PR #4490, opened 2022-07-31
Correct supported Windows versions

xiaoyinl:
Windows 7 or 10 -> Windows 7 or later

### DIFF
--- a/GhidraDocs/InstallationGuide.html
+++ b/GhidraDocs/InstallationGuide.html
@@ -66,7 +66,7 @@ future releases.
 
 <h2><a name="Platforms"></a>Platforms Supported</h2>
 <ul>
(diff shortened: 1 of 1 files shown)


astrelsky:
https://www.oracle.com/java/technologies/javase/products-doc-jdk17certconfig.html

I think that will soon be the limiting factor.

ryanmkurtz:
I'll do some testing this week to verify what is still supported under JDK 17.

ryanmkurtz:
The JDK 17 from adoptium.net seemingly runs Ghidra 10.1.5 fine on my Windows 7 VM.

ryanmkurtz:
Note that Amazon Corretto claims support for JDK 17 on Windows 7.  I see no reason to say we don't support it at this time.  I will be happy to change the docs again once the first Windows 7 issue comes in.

### The problem
Output all of the data above without any alteration.

### Written response
PR #4490, opened 2022-07-31
Correct supported Windows versions

xiaoyinl:
Windows 7 or 10 -> Windows 7 or later

### DIFF
--- a/GhidraDocs/InstallationGuide.html
+++ b/GhidraDocs/InstallationGuide.html
@@ -66,7 +66,7 @@ future releases.
 
 <h2><a name="Platforms"></a>Platforms Supported</h2>
 <ul>
(diff shortened: 1 of 1 files shown)


astrelsky:
https://www.oracle.com/java/technologies/javase/products-doc-jdk17certconfig.html

I think that will soon be the limiting factor.

ryanmkurtz:
I'll do some testing this week to verify what is still supported under JDK 17.

ryanmkurtz:
The JDK 17 from adoptium.net seemingly runs Ghidra 10.1.5 fine on my Windows 7 VM.

ryanmkurtz:
Note that Amazon Corretto claims support for JDK 17 on Windows 7.  I see no reason to say we don't support it at this time.  I will be happy to change the docs again once the first Windows 7 issue comes in.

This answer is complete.